A Spatial Calibration Method for Robust Cooperative Perception
Zhiying Song, Tenghui Xie, Hailiang Zhang, Jiaxin Liu, Fuxi Wen, Jun Li
TL;DR
The paper tackles robust spatial calibration for cooperative perception under pose and perception noise. It proposes context-based matching (CBM), a lightweight, bounding-box–only inter-agent object association framework that builds intra-agent context, performs coarse matching with global consensus, and estimates the relative transform to fuse multi-view detections. CBM achieves decimeter-level relative pose accuracy and shows strong resilience to non-co-visible objects and measurement noise, outperforming prior methods on real-world (SIND) and simulated (OPV2V) datasets.
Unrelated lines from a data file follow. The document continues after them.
Issue #179, opened 2026-08-05
CA Embeditor close: native Access Violation in Clarion's Generator ("Internal error: Restore Procedure")


asantarelli:
## Summary

Closing the CA Embeditor overlay can crash `Clarion.exe` outright with a **native Access Violation inside Clarion's own Generator**, not a .NET exception. Confirmed via Clarion's own internal exception dialog (transcribed below, not a screenshot), not a Windows WER/Application-log event — the Windows Application log has nothing for the crash moment; System log is unrelated background noise (RsFx0800 driver events).

## Crash detail

```
Exception occurred at address 13FAC9B5
Exception code C0000005: Access Violation
Process PID 7016  Image: D:\Clarion11\bin\Clarion.exe  Thread 3  Handle=00000F0C  TID 19428

Exception parameters:
00000000
00000C33

EAX=00000C33 EBX=000007D0 ECX=1408E3C4 EDX=1408176C
ESI=1D5768B0 EDI=1E3CEDD7 EBP=1E3CF3BC ESP=1E3CED74

Call Stack:
13FAC9B5
13FDF22B
0A93DD39
777EE12B
777EE0B1
```

A second dialog appears alongside it, titled **"Generator"**, reading:

> Internal error: Restore Procedure

No symbols available for the call-stack addresses (no matching PDBs on our end) — flagging in case anyone on the Clarion/SoftVelocity side can resolve them against a Generator build.

## Repro

1. Open a procedure's embed via the CA Embeditor (overlay mode — right-click a procedure → Embeditor Source).
2. Edit code in an embed slot.
3. Close/save the embed (native Save & Exit gesture, or the CA Embeditor's own save-and-close).
4. Intermittent — not every close reproduces it, but it recurs reliably enough over a session (several times in one afternoon of normal editing) to be a serious stability concern, not a one-off.

## Why this looks Generator-side, not WebView2/CA-side

We spent a full session chasing this as a suspected WebView2-teardown race in `MonacoEditorControl.PostJson`/`PostString` (a background diagnostics continuation posting into a WebView2 control mid-`Dispose()` — real bug, fixed separately, see the companion PR). That fix did NOT stop this crash from recurring. The dialog itself settles it: this is inside Clarion's own **Generator** component doing something called **"Restore Procedure"**, at the moment the embed closes — native code we don't call directly by name anywhere in ClarionAssistant.

## Likely connection to #142

[...]

Issue #142, opened 2026-07-22
Clarion became unstable, and Embeditor Took Over


BoxSoft:
I've currently got both Clarion Assistant Monaco options disabled. I was in the regular embeditor, editing code for a while. Suddenly the screen changed to the Monaco embeditor, then a few seconds later Clarion crashed. I restarted Clarion and confirmed that the CA options have the Monaco options disabled.

BTW, I installed 5.4, but the CA Assistant panel says it's still 5.2.691.

In general, I've noticed that Clarion is far more fragile than it was before. Even if I don't go into the Screen editor and visit embeds from there, Clarion crashes at least once per hour. I suspect all of this baggage has made it more unstable than it was before. 😟

ClarionLive:
Thanks Mike — the version line is the key clue here: **the panel reads its version from the loaded DLL, so if it says 5.2.691, Clarion is genuinely still running the 5.2.691 addin**, not 5.4. That would explain both symptoms:

- The "Monaco options disabled but the embeditor took over anyway" behavior matches how 5.2 triggered the overlay (it hooked Clarion's own Embeditor Source open). The option gating and the embeditor open/close lifecycle were substantially reworked in 5.3/5.4, along with several crash fixes in exactly that area.
- The general instability you're seeing is being reported against a build that's two releases behind.

We verified the 5.4 installer shipped fresh 5.4.787 binaries for all four Clarion editions (C10/C11/C11.1/C12), so the install itself was good — it just didn't land in the Clarion you're running. The two usual causes:

1. **The DLL was locked during install.** If any Clarion.exe was still alive (even a zombie that closed its window but never exited — check Task Manager → Details for Clarion.exe), the installer can't replace the addin and your old files stay in place. We've seen third-party apps (screen/audio tools) hold handles to a dead Clarion process and keep the DLL locked until reboot.
2. **The installer targeted a different Clarion root** than the one you launch (if you have more than one install, or a non-standard path).

Could you check:

1. Which Clarion version/path you're running, and the file version of `<ClarionRoot>\accessory\addins\ClarionAssistant\ClarionAssistant.dll` (right-click → Properties → Details). I'd expect it to say 5.2.691.0.
2. Then: close Clarion, confirm no Clarion.exe remains in Task Manager (reboot if one won't die), re-run the 5.4 setup, and confirm the panel shows **5.4.787** on next launch.

[...]

Issue #154, opened 2026-07-27
Ctrl+J snippets: split a selection into multiple parameters


asantarelli:
The Code Snippets (Ctrl+J) `${SELECTED}` token substitutes the WHOLE selection as one blob, with no way to pull a structured selection like `Clientes,CLI:CLI01` apart into separate insertion points — e.g. to build `Access:Clientes.Fetch(CLI:CLI01)` from a `GET(Clientes,CLI:CLI01)` call, so an AHK-style macro user could get the same result from a plain Ctrl+J snippet instead.

`parseSnippetBody`'s tab-stop grammar (`monaco-embeditor.html`) is a deliberately minimal custom parser (`$N` / `${N:default}`), not Monaco's native snippet engine, so there's no regex/variable-transform escape hatch to reach for either.

A PR follows: `${SELECTED:N}` (1-based) substitutes the Nth comma-separated part of the selection, trimmed.

peterparker57:
Shipped — merged via #155 (thanks @asantarelli).

`${SELECTED:N}` gives you the Nth comma-separated part of the current selection (1-based, trimmed), alongside the existing `${SELECTED}` for the whole selection. Mix them freely in one body:

```
Access:${SELECTED:1}.Fetch(${SELECTED:2})
```

Select `Clientes,CLI:CLI01` (say, from inside a `GET(Clientes,CLI:CLI01)` call), press **Ctrl+J**, and that expands to:

```
Access:Clientes.Fetch(CLI:CLI01)
```

Details worth knowing:

- **Out-of-range indices** substitute empty rather than erroring.
- **With nothing selected**, each *distinct* `${SELECTED:N}` spelling becomes its own fillable tab-stop instead of a blank hole — and repeats of the same spelling share one index and mirror as you type, exactly like repeated `$N` stops.
- **Wrap-style snippets stay out of trigger-word completion.** Typing a trigger has already destroyed any selection by the time you finish, so bodies referencing `${SELECTED}` or `${SELECTED:N}` remain Ctrl+J-only — that filter now recognises both spellings.

There is a worked example in the snippet editor: click the **?** next to the Body field.

Landed on `master` and verified in Clarion 12. It will appear in the next numbered release; the README's **What's New (Unreleased)** section covers it in the meantime.

asantarelli:
Thanks!

ClarionLive:
🚀 **Shipped in v5.5.0.**

[...]

PR #180, opened 2026-08-05
fix(embeditor): WebView2 post-after-dispose race on closing a CA Embeditor tab

asantarelli:
## Summary

- Fixes a real, distinct race in `MonacoEditorControl.PostJson`/`PostString` (the single chokepoint every host→page message — diagnostics, hover, completion, save results, designer messages, ... — already funnels through): a background continuation can still be posting a response after `DetachOverlay()`/`Dispose()` has started tearing the WebView2 control down.
  - `_webView != null` doesn't detect disposal — `Dispose()` never nulls the field, only `IsDisposed` flips.
  - `InvokeRequired` on a control whose window handle was just destroyed returns `false` — not because the call is already on the UI thread, but because it has no handle left to compare against — so the post fell through to calling the WebView2/CoreWebView2 COM object (STA) directly from a thread-pool thread instead of marshalling.
  - Fix: check `IsDisposed` before trusting `InvokeRequired` at all, both at the outer guard and again inside the marshalled action.
- v5.6's diagnostics settle-loop (#170) widened the window for this considerably — a diagnostics round-trip that used to resolve within a bounded 1.5s wait can now take several seconds across multiple thread-pool hops, so it's far more likely to still be in flight when a tab closes.

## Scope — please read before assuming this closes out embed-close crashes

This is **not** a full fix for embed-close instability. While chasing a recurring crash-on-close report, this fix stopped one clean reproduction, but the same symptom reproduced again afterward — this time caught as Clarion's own internal exception dialog, a **native Access Violation inside the Generator** ("Internal error: Restore Procedure"), not a .NET/WebView2 issue at all. Filed separately as #179, with the full crash detail and a working theory connecting it to the stale window-designer error icons in #142.

Shipping this fix anyway because it's a real, well-understood bug on its own terms (a documented WinForms/COM gotcha, verifiable independent of the native crash), and closing the race is worth doing regardless of whether #179 turns out to be the dominant cause of what users are seeing.

## Test plan

- [x] Reproduced pre-fix: closing an embed tab immediately after typing (diagnostics request in flight) crashed reliably.
- [x] Post-fix: repeated close cycles in the same pattern, no crash from this specific path.
- [ ] Not fully conclusive on its own — see #179, which reproduced independently after this fix was live.

### DIFF
--- a/ClarionAssistant/Terminal/MonacoEditorControl.cs
+++ b/ClarionAssistant/Terminal/MonacoEditorControl.cs
@@ -355,24 +355,40 @@ namespace ClarionAssistant.Terminal
 
         /// <summary>Send a JSON message host-&gt;page (PostWebMessageAsJson), marshalled to the UI
         /// thread. Note: WebView2 delivers it to JS as a parsed OBJECT, not a string — page handlers
-        /// must not JSON.parse it. Used by the host for the state-assembled messages (SendSource etc.).</summary>
+        /// must not JSON.parse it. Used by the host for the state-assembled messages (SendSource etc.).
+        ///
+        /// GPF-on-close guard: a background continuation (e.g. the diagnostics settle-loop in
+        /// ModernEmbeditorDiagnostics.ComputeAsync, which can now run for several seconds) can still be
+        /// in flight when the embed is closed and DetachOverlay()/Dispose() tears this control down.
+        /// `_webView != null` alone does NOT detect that — Dispose() never nulls the field, only IsDisposed
+        /// flips. Worse, `InvokeRequired` on a control whose handle was just destroyed (mid-teardown, or
+        /// its parent chain was just severed by Controls.Remove) returns FALSE — not because we're on the
+        /// UI thread, but because it has no handle left to compare against — which used to fall through to
+        /// calling the WebView2/CoreWebView2 COM object (STA) directly from a thread-pool thread instead of
+        /// marshalling. That's undefined behaviour for an STA COM object mid-teardown and can produce a
+        /// native access violation no C# try/catch can intercept. IsDisposed is checked before trusting
+        /// InvokeRequired at all, and again inside the marshalled action (the two checks can't be merged
+        /// into one atomic test, but this closes the window down to the marshalling call itself).</summary>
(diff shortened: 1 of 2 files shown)


ClarionLive:
Merged as f4269a0 — thanks, this is a good catch.

The `InvokeRequired`-returns-false-on-a-destroyed-handle detail is the part that makes this worth fixing at the chokepoint rather than at each call site, and `PostJson`/`PostString` were indeed still unguarded on `master`.

Resolution note: the README needed a manual merge. `master` had grown its own `## What's New (Unreleased)` section in the meantime (VS Code settings import, build tools, templates, tool-list audit), so I kept those entries and appended yours below them under a `<!-- release-docs: covered=embeditor-post-dispose -->` marker to match the convention the other entries use. Your `---` separator before `## What's New in v5.6` was kept too — every other version section already has one, so that was a real fix.

Verified with a clean Debug build (0 errors) before merging.

Agreed that this doesn't close #179 — that stays open as the native Generator AV, along with #142.

ClarionLive:
Shipped in **[5.7](https://github.com/ClarionLive/ClarionAssistant/releases/tag/v5.7.0)** — thanks Adrián.

The `InvokeRequired` half of this is the part worth other people reading: on a control whose window handle has just been destroyed it returns `false`, not because the caller is already on the UI thread but because there's no handle left to compare against — so the post falls straight through to calling an STA COM object from a thread-pool thread mid-teardown. A null check on the field doesn't catch it either, since `Dispose()` never nulls it. Putting the guard at the single chokepoint every host→page message funnels through was the right place for it.

As the release notes say, this closes a real and distinct race but isn't the whole embed-close story: the native Access Violation in Clarion's Generator you reported as #179 reproduced after this was deployed and is still open, listed under Known issues in 5.7. It's likely the same underlying step behind the stale window-designer error icons in #142.

Also worth saying — the Ctrl+J snippet picker you originally asked for in #49 and #154 has moved to **Ctrl+Shift+J** in this release, because the Clarion embeditor uses Ctrl+J for next-filled-embed (#185). It's rebindable now, so it can go straight back to Ctrl+J if you prefer it there.

PR #182, opened 2026-08-07
Fix/codegraph definition local var guard

geircodes:
## Summary

F12/Ctrl+Click's CodeGraph fallback (`CgDefinitionFromDb` in `SharedLspBridge.cs`) could jump to
an unrelated procedure's local variable or parameter instead of correctly reporting "no
definition" — arbitrary and index-order-dependent, so the target could change across re-indexes
even though the underlying code hadn't changed.

## Root cause

`GetDefinition` asks the upstream Clarion LSP first; when it returns nothing — which mostly
happens when a word is genuinely undeclared, exactly the case where landing anywhere is wrong —
it falls back to `CgDefinitionFromDb`, a flat, unordered exact-name lookup against the indexed
CodeGraph database (`CodeGraphProvider.FindSymbolByName`, `WHERE LOWER(name)=LOWER(@name) LIMIT
1`). No `ORDER BY`, no scope filter. If the only matches anywhere in the solution are
procedure-local variables or parameters belonging to other, unrelated procedures, F12 still jumps
to one of them.

The correct guard already existed and was already used by the sibling hover path
(`CgHoverFromDb`, same file):

```csharp
private static bool IsUnreachableLocalVariable(CodeGraphProvider p, CodeGraphSymbol sym)
{
    if (!string.Equals(sym.Type, "variable", StringComparison.OrdinalIgnoreCase)) return false;
    if (string.IsNullOrEmpty(sym.ParentName)) return false;
    var parent = p.FindSymbolByName(sym.ParentName);
    return parent != null &&
        (string.Equals(parent.Type, "procedure", StringComparison.OrdinalIgnoreCase) ||
         string.Equals(parent.Type, "routine", StringComparison.OrdinalIgnoreCase));
}
```

`CgDefinitionFromDb` never called it — a missing sibling application, not a design choice. A
genuine module/global-scope variable (empty `ParentName`) is unaffected either way, since the
guard short-circuits to `false` before it would ever be filtered.

## Fix

`CgDefinitionFromDb` now mirrors `CgHoverFromDb`: fetches the full `CodeGraphSymbol` via
`FindSymbolByName` (instead of the thinner `GetDefinition` helper it used before) and rejects the
match when `IsUnreachableLocalVariable` says so.

## Verification

- Clean build, no new warnings (`ClarionAssistant.csproj`, VS2022 MSBuild toolset).
- Live-tested against the real trigger that motivated this fix: a call argument left undeclared
  by mistake, whose name happened to already be a local variable declared in a different method
  of the same class. Before the fix, F12 on the undeclared argument jumped to that unrelated
  method's own local declaration. After the fix, it correctly finds nothing. A second undeclared
  argument of a `QUEUE` type, in the same call, also correctly finds nothing after the fix (F12
  and Ctrl+Click both) — not independently tested before the fix, but it has the identical
  single-candidate DB shape as the first case, which was.
- Added `indexer/test-fixtures/codegraph-repro`'s "Bug Q" section: the real repro (a `QUEUE,TYPE`
  used as an optional method parameter, with the undeclared arguments' names shared with locals
  declared elsewhere in the class) as permanent regression coverage, plus two SQL queries that
  simulate `FindSymbolByName`'s exact lookup shape against a freshly-indexed DB and confirm the
  picked row's parent resolves to `type='procedure'` — i.e. exactly what `IsUnreachableLocalVariable`
  needs to see to reject it.
- No live-reproducible over-rejection case exists to test against: the guard only ever rejects a
  symbol that is `type='variable'` with a parent resolving to `procedure`/`routine`, and by
  Clarion's own scoping rules that exact shape is never legitimately reachable from outside its
  own owning procedure. Two independent attempts to find a live counter-example (a bare ABC class
  name, a bare structural keyword) both turned out to resolve through the upstream Clarion LSP's
  own provider rather than this fallback at all, which is consistent with the fallback's fix
  correctly having no legitimate case in its rejection condition.

## Related, not fixed here

While testing this fix's real-world trigger, a second, independent bug was found in
Clarion-Extension's own hover/definition resolver (`MemberLocatorService.isVariableLookupCandidate`):
it guards against resolving a bare word into a CLASS/INTERFACE member
(`context.inClass || context.inInterface`) but has no equivalent check for
`context.inQueueOrGroupOrRecord`, even though `StructureContext` already exposes that flag. A
QUEUE/GROUP/RECORD field has the same property a CLASS member does — only reachable via qualified
access, never as a bare word. Filed upstream separately; unrelated codebase, out of scope here.

### DIFF
--- a/ClarionAssistant/Services/SharedLspBridge.cs
+++ b/ClarionAssistant/Services/SharedLspBridge.cs
@@ -1409,8 +1409,15 @@ namespace ClarionAssistant.Services
             return null;
         }
 
-        /// <summary>Resolve an exact-name definition from one CodeGraph-schema DB → an LSP location list,
-        /// or null when the DB is missing/unopenable or the symbol isn't found. Never throws.</summary>
+        /// <summary>Resolve an exact-name definition from one CodeGraph-schema DB → an LSP location list, or
+        /// null when the DB is missing/unopenable, the symbol isn't found, or the only match is a "variable"
+        /// scoped to a PROCEDURE/ROUTINE elsewhere (see IsUnreachableLocalVariable — never a legitimate hit,
+        /// since the caller only reaches here after the upstream LSP already searched this file's own
+        /// local/routine/module scope and found nothing). Mirrors CgHoverFromDb's guard — that sibling
+        /// already filters this exact shape for hover; this path never got the same check, so a bare word
+        /// genuinely undeclared in scope (LSP correctly returns empty) could still resolve F12 to an
+        /// unrelated procedure's local via CodeGraphProvider.FindSymbolByName's unordered `LIMIT 1`. Never
+        /// throws.</summary>
         private static Dictionary<string, object> CgDefinitionFromDb(string word, string db)
         {
             try
@@ -1419,9 +1426,10 @@ namespace ClarionAssistant.Services
                 using (var p = new CodeGraphProvider())
                 {
                     if (!p.Open(db)) return null;
-                    var def = p.GetDefinition(word);
-                    if (def == null || string.IsNullOrEmpty(def.FilePath)) return null;
-                    return WrapResult(new System.Collections.ArrayList { CgLocation(def.FilePath, def.LineNumber) });
+                    var sym = p.FindSymbolByName(word);
+                    if (sym == null || string.IsNullOrEmpty(sym.FilePath)) return null;
+                    if (IsUnreachableLocalVariable(p, sym)) return null;
+                    return WrapResult(new System.Collections.ArrayList { CgLocation(sym.FilePath, sym.LineNumber) });
                 }
             }
             catch { return null; }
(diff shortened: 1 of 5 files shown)


ClarionLive:
Shipped in **[5.7](https://github.com/ClarionLive/ClarionAssistant/releases/tag/v5.7.0)** — thanks @geircodes.

Reviewed it against the source rather than the description, and the description held up: `CodeGraphProvider.GetDefinition(name)` is literally a wrapper around `FindSymbolByName(name)` projected to `{FilePath, LineNumber}`, so the swap loses nothing and only retains the full symbol for the guard. `IsUnreachableLocalVariable` is the existing shipping guard and `CgHoverFromDb` applies it with the identical three lines — a missing sibling application, exactly as you framed it.

One limitation recorded rather than left implicit: unlike hover, the definition path has no `BufferLocalHover`-style buffer-local pre-pass, so with the language server unavailable, F12 on a genuine in-file local now reports "no definition" where it previously jumped. That's the right trade — the old behaviour was an unordered `LIMIT 1`, a coin flip that could just as easily land on another procedure's local — but it's tracked so the pre-pass can be added properly.

The second bug you documented alongside this one has gone upstream as [Clarion-Extension issue 396](https://github.com/msarson/Clarion-Extension/issues/396)'s neighbour: `MemberLocatorService.isVariableLookupCandidate` guards `inClass || inInterface` but has no equivalent for `inQueueOrGroupOrRecord`, even though `StructureContext` already exposes the flag — so a QUEUE field resolves as a bare word. Filed on our side to send as a PR to Mark.

The fixture case was appreciated too. Deliberately non-compiling is the right call there: referencing an undeclared identifier *is* a hard Clarion compile error, which is the whole point, and the indexer parses text regardless.

Issue #126, opened 2026-07-18
Editor/formatter indentation should follow Clarion's Options (Indentation size, Tab size, Convert Tabs to Spaces) instead of assuming 4


ClarionLive:
## Context

Split from #70 (BoxSoft's tangent at the end): CA's editor surfaces currently assume 4-character indentation, but Clarion already knows the developer's preference — **Options → Text Editor → Behavior** has `Indentation size`, `Tab size`, and `Convert Tabs to Spaces`. We should read those instead of assuming.

## Scope

1. **Read the three settings from the IDE** via the fork's PropertyService (the same store the native editor reads; resolve the exact property keys by reflection on a live IDE — they live under the ICSharpCode text-editor property bundle).
2. **Pass them through on LSP formatting requests** as standard `FormattingOptions` (`tabSize`, `insertSpaces`). The bundled v1.0.0 server's `ClarionFormatter` already honors `tabSize` (constructor, ClarionFormatter.ts) — today it just never receives the real value.
3. **Align Monaco editor options** in the CA Editor / CA Embeditor (`tabSize`, `insertSpaces`, `detectIndentation: false`) with the same values, so what you type matches what formatting produces.
4. Re-read on solution open (settings are per-IDE, not per-solution — cheap to refresh at the same point the LSP restarts).

## Non-goals

Keyword casing — that's the main body of #70, home is the upstream formatter (msarson/Clarion-Extension#375), with the per-solution settings file tracked in #70 itself.

🤖 Generated with [Claude Code](https://claude.com/claude-code)

peterparker57:
Implemented on master (58f7a39) and verified in-IDE. The CA editors and the Smart Formatter now follow **Options → Text Editor → Behavior** — Indentation size, Tab size, and Convert Tabs to Spaces — instead of assuming a fixed width. Details:

- A new **"Follow Clarion's editor options"** checkbox in the editor gear panel, ON by default. While on, the manual Tab size / Insert spaces settings are grayed but preserved, so unticking restores your own values exactly.
- Monaco has a single `tabSize`, so the mapping picks the value that governs what lands in the buffer: *Indentation size* when converting tabs to spaces, *Tab size* when inserting real tabs.
- Changes propagate **live**: OK the Options dialog and any open CA editor/embeditor tabs pick the new values up immediately.
- `detectIndentation` is pinned off — indentation is driven by configuration, never guessed from file content.

[...]

PR #183, opened 2026-08-07
fix(editor): follow Clarion's live font, not a dead property

geircodes:
## Summary

"Follow Clarion's editor options" in the Monaco gear panel (`Terminal/monaco-embeditor.html` + `Services/IdeEditorOptions.cs`) is supposed to mirror the IDE's own Options → Text Editor settings live. Font never actually worked: it read `TextEditorSettings.DefaultFont`, a property the current Options dialog doesn't write to — changing the font in Options never changed anything Monaco used, no matter how many times you toggled the checkbox.

## Root cause + fix

`IdeEditorOptions.ParseFont` parsed `TextEditorSettings.DefaultFont` (`[Font: Name=..., Size=..., Units=...]`). Verified directly against `ClarionProperties.xml`: changing the font size in Options → Text Editor and clicking OK rewrites the file, but `DefaultFont`'s `Size` never changes — it's dead. The value the dialog actually writes, and that the native IDE editor windows actually use, lives in a different bundle: `CoreProperties.ComponentsFont`'s `ListOfFonts` array, one pipe-delimited entry per IDE component (`"TextEditor|Text Editor, Output Window (Proportional Font)|Courier New,20"`).

Added `IdeEditorOptions.ParseComponentFont`, which finds the `TextEditor` entry and parses the trailing `Name,Size` pair (points, same pt→px conversion `DefaultFont` already used). Falls back to the old `DefaultFont` parse only if the new bundle is absent (older installs).

## Two more bugs in the same follow-mode gear panel, found while fixing the above

- **Font size/family never grayed out or showed the effective IDE value while following was on.** `syncFollowIdeUi()`/`populateSettingsPanel()` had a conditional disable + "show the effective state" branch for Cursor-behind-EOL, but nothing at all for font — it always showed/used the stored pref regardless of follow-mode. Added the missing branches, mirroring the existing Cursor-behind-EOL pattern.
- **Unchecking "follow" clobbered the stored font pref.** While following, the font fields display the *effective* (IDE) value but stay tied to the same stored-pref save path. `setFollowIdeIndent`'s `change` listener saved via `readSettingsPanel()`, which reads straight off the DOM — so unchecking, with the fields still showing the IDE's font, immediately persisted that IDE value as if it were the user's own preference, permanently overwriting whatever they'd actually set. Fixed by restoring the stored font/family/cursor-behind-EOL values into the fields *before* the save fires, only when transitioning to unchecked.

## Also fixed: live IDE font changes didn't propagate while following

`MonacoSettingsBroadcaster`'s `PropertyService.PropertyChanged` hook auto-re-broadcasts settings to every open Monaco surface when the IDE's Options dialog is OK'd — but only watched the `"TextEditorSettings"` key (GH #126's original scope, tab size/indentation). Font lives under `"CoreProperties.ComponentsFont"`, a different bundle the hook didn't know about, so an IDE font change while following required a manual uncheck/recheck to show up. Added `"CoreProperties.ComponentsFont"` to the watched keys.

## Verification

All four fixes tested live against a real Clarion 11 IDE session, iterating directly against `ClarionProperties.xml` and a temporary diagnostic build (raw `ComponentsFont` dump + on-page `_ideOpts`/disabled-state readout, both stripped before this commit) to confirm each piece independently before removing the scaffolding:
- Live IDE font size/family changes (`10pt`→`14pt`, confirmed via the raw property) correctly convert and apply while following.
- Font size/family fields correctly gray out and display the effective IDE value while checked.
- Unchecking correctly restores the stored pref (tested: stored "JetBrains Mono / 12" survives check→uncheck against a live "Courier New / 19" IDE font, in both directions, repeatedly).
- `settings.txt` persists correctly on every toggle — no clobbering in either direction.
- IDE font changes while following now propagate immediately, no manual toggle needed.

3 files changed, 104 insertions / 12 deletions on top of `upstream/master`.
check/recheck.

### DIFF
--- a/ClarionAssistant/Services/IdeEditorOptions.cs
+++ b/ClarionAssistant/Services/IdeEditorOptions.cs
@@ -132,9 +132,15 @@ namespace ClarionAssistant.Services
                 string.Equals((GetString(tes, "LineViewerStyle", "None") ?? "").Trim(), "None",
                               StringComparison.OrdinalIgnoreCase) ? "none" : "line";
 
-            // --- Font. Parse failures leave FontFamily=""/FontSize=0 so the caller falls back to the stored
-            // pref; we never substitute a font of our own choosing. ---
-            ParseFont(GetString(tes, "DefaultFont", null), v);
+            // --- Font. NOT read from the "TextEditorSettings" bundle above: "DefaultFont" there is a
+            // separate, dead property that the live Options dialog does not write to — verified directly
+            // against ClarionProperties.xml (changing font size in Options -> Text Editor updates
+            // ComponentsFont's "TextEditor" entry below, DefaultFont's Size stays wherever it started).
+            // Parse failures leave FontFamily=""/FontSize=0 so the caller falls back to the stored pref; we
+            // never substitute a font of our own choosing. ---
+            ParseComponentFont(v);
+            if (v.FontFamily.Length == 0 && v.FontSize == 0)
+                ParseFont(GetString(tes, "DefaultFont", null), v);   // older installs without the bundle below
 
             values = v;
             return true;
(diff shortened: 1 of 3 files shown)


ClarionLive:
Shipped in **[5.7](https://github.com/ClarionLive/ClarionAssistant/releases/tag/v5.7.0)** — thanks @geircodes.

The root cause here was a good catch, and not one that would have been found by reading the code: `TextEditorSettings.DefaultFont` *looks* like the right property, and the only way to know the Options dialog no longer writes to it is to change the font and watch `ClarionProperties.xml`. Three fixes in one PR — the live `ComponentsFont` bundle, the fields not graying out while following, and the broadcast hook not watching the font bundle so an IDE change needed a manual uncheck/recheck.

One follow-up went in before release, flagging it so it's on the record rather than a silent edit on top of your work. Making the fields display the IDE's *effective* value opened a path to losing the developer's own font: `readSettingsPanel()` reads the font straight off the DOM when saving, and a disabled input's `.value` still reads fine — so with following on, toggling any unrelated setting (minimap, word wrap, a formatter option) persisted the IDE's font as the stored preference, permanently. It also defeated the uncheck-restore in the PR, because `lastSettings` is reassigned from every locally-built payload and so tracked the panel rather than the preference.

Fixed with a `storedPref()` helper — the save-side inverse of `effIde()` — plus a stored-prefs snapshot captured only from host payloads. Cursor-behind-EOL had the same shape (since #126) and is fixed with it, and a VS Code import still counts as a deliberate new preference. Verified with a harness driving the real extracted functions: 8 assertions, which fail on the pre-fix source at exactly the three clobber cases and pass the four controls in both.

The approach enables reliable V2X perception with minimal feature extraction and communication, suitable for scalable deployment in intelligent transportation systems. The results indicate significant improvements in transform accuracy (RRE, RTE) and perception quality (mAP) under varied localization errors.
Abstract
Cooperative perception is a promising technique for intelligent and connected vehicles through vehicle-to-everything (V2X) cooperation, provided that accurate pose information and relative pose transforms are available. Nevertheless, obtaining precise positioning information often entails high costs associated with navigation systems. {Hence, it is required to calibrate relative pose information for multi-agent cooperative perception.} This paper proposes a simple but effective object association approach named context-based matching (CBM), which identifies inter-agent object correspondences using intra-agent geometrical context. In detail, this method constructs contexts using the relative position of the detected bounding boxes, followed by local context matching and global consensus maximization. The optimal relative pose transform is estimated based on the matched correspondences, followed by cooperative perception fusion. Extensive experiments are conducted on both the simulated and real-world datasets. Even with larger inter-agent localization errors, high object association precision and decimeter-level relative pose calibration accuracy are achieved among the cooperating agents.